• The records
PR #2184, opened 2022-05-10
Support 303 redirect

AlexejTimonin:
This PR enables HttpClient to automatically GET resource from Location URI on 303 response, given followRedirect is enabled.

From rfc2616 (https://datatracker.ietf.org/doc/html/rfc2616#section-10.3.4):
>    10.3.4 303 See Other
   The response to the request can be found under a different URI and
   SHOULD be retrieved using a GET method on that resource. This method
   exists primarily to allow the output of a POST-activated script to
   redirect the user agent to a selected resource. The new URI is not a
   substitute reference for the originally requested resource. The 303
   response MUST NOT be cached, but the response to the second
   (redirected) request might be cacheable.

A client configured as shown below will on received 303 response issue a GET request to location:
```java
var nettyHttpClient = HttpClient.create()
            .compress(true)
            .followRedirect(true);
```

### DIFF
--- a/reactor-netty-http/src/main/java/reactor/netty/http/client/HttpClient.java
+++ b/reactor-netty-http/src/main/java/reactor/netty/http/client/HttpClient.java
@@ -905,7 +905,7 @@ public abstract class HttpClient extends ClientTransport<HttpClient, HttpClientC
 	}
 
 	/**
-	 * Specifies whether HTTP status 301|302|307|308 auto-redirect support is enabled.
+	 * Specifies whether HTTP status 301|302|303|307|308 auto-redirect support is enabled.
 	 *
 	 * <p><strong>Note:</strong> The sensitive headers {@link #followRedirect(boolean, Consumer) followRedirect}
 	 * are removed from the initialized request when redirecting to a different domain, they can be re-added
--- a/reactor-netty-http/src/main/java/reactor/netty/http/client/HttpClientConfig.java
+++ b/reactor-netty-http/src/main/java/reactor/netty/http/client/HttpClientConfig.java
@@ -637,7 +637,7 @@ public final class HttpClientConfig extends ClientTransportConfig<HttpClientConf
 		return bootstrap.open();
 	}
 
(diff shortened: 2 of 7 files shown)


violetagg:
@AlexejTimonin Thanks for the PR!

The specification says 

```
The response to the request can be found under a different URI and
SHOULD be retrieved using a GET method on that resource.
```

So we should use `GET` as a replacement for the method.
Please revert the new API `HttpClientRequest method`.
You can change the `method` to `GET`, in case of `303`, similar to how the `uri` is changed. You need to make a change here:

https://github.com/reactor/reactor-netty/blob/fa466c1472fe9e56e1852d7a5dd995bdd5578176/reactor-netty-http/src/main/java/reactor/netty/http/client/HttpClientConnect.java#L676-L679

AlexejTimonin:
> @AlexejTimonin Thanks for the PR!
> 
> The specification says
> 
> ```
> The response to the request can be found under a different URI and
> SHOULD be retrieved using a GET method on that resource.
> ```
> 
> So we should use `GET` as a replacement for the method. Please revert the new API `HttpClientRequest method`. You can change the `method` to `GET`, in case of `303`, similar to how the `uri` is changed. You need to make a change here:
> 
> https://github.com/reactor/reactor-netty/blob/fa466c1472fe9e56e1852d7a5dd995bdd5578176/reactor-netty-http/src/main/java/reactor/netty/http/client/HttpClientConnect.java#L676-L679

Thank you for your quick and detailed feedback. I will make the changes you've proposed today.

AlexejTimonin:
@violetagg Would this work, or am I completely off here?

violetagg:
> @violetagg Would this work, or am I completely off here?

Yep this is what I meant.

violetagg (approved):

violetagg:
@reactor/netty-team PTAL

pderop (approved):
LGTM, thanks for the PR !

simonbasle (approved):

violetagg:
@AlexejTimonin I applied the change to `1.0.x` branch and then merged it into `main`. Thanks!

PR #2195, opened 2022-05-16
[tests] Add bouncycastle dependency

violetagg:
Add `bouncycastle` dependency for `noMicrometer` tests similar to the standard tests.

• Exercise
In the listing, find every line with the word "followRedirect" and return it.

• Answer section
This PR enables HttpClient to automatically GET resource from Location URI on 303 response, given followRedirect is enabled.
            .followRedirect(true);
 	 * <p><strong>Note:</strong> The sensitive headers {@link #followRedirect(boolean, Consumer) followRedirect}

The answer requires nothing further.